PR #399, opened 2017-08-07
Bandwidth usage fixes

appurist:
Fixed bandwidth calculation problems, especially neighbor regions. …
- Fixed the DripRate to throttle value conversion, which confused bits with bytes, causing rates to be 1/8 what they should have been.
- The above problem was because the units of measurement (bps, Kbps, bytes, KBps) were confused throughout most of this code, so I've added a lot more comments, small tweaks to the code to make it more readable, understandable and maintainable. Hopefully the units of measurement are now clear.
- Fixed a total stall of outbound queues if latency was high (which is somewhat intentional on neighbor regions with the 30ms timer).
- Bandwidth is _seriously_ underused, with a cap of 250KB/s at the viewer end, which results from the effective viewer cap of 2000 kbps, which comes from the hard limit of 3000 kbps.  (Note, IW3 allows a larger number in the Preferences form, but still caps it at 3000 when sending to the server.)  So let's allow more for bandwidth to neighbor regions (doubled).  When moving and adding more regions, the current region is probably mostly filled anyway if not completely filled, or will be by the time the avatar hits the border. And when flying or sailing the waterways, neighbor limits are _overall_ limits.  This might change back to 30% with more viewer tuning and higher bandwidth settings (coming soon, Drake is investigating after I reported these issues.) Also became a problem with the neighbors range of 2 increase a few years ago, since that increased neighbors from 8 to 24, and then we divide the neighbors limit by the number of neighbors. 1/24th of 30% is far too slow of a trickle, especially when we use 2/3rds of the bandwidth of other grids, and we also use it to limit textures via Aperture (nobody else does).
- Given the above, I'm also testing a minimum of 10% bandwidth for each neighbor.  The current viewer limits mean even a 5Mbit connection is underused, and most users probably have something better than that. Those with tight Internet connections can use reduced levels (like 1000) and still get some data from all regions.

### DIFF
--- a/OpenSim/Region/ClientStack/LindenUDP/LLClientView.cs
+++ b/OpenSim/Region/ClientStack/LindenUDP/LLClientView.cs
@@ -1077,6 +1077,7 @@ namespace OpenSim.Region.ClientStack.LindenUDP
         private Int32 m_LastQueueFill = 0;
         private Int32 m_maxUpdates = 0;
         private bool m_lastSentFull = false;
+        private Int32 m_prevOutboundQueueSize = 0;
 
         private void EmptyQueueProcessUpdates(ThrottleOutPacketTypeFlags categories)
         {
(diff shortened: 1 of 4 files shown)


appurist:
Merging, this is on the main grid now. It doesn't solve everything but it provides some options and seems to be a general incremental improvement.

* * *

**Work task:** What lines in the entries above hold "which"? Copy every one.

**Answer area:**
- Fixed the DripRate to throttle value conversion, which confused bits with bytes, causing rates to be 1/8 what they should have been.
- Fixed a total stall of outbound queues if latency was high (which is somewhat intentional on neighbor regions with the 30ms timer).
- Bandwidth is _seriously_ underused, with a cap of 250KB/s at the viewer end, which results from the effective viewer cap of 2000 kbps, which comes from the hard limit of 3000 kbps.  (Note, IW3 allows a larger number in the Preferences form, but still caps it at 3000 when sending to the server.)  So let's allow more for bandwidth to neighbor regions (doubled).  When moving and adding more regions, the current region is probably mostly filled anyway if not completely filled, or will be by the time the avatar hits the border. And when flying or sailing the waterways, neighbor limits are _overall_ limits.  This might change back to 30% with more viewer tuning and higher bandwidth settings (coming soon, Drake is investigating after I reported these issues.) Also became a problem with the neighbors range of 2 increase a few years ago, since that increased neighbors from 8 to 24, and then we divide the neighbors limit by the number of neighbors. 1/24th of 30% is far too slow of a trickle, especially when we use 2/3rds of the bandwidth of other grids, and we also use it to limit textures via Aperture (nobody else does).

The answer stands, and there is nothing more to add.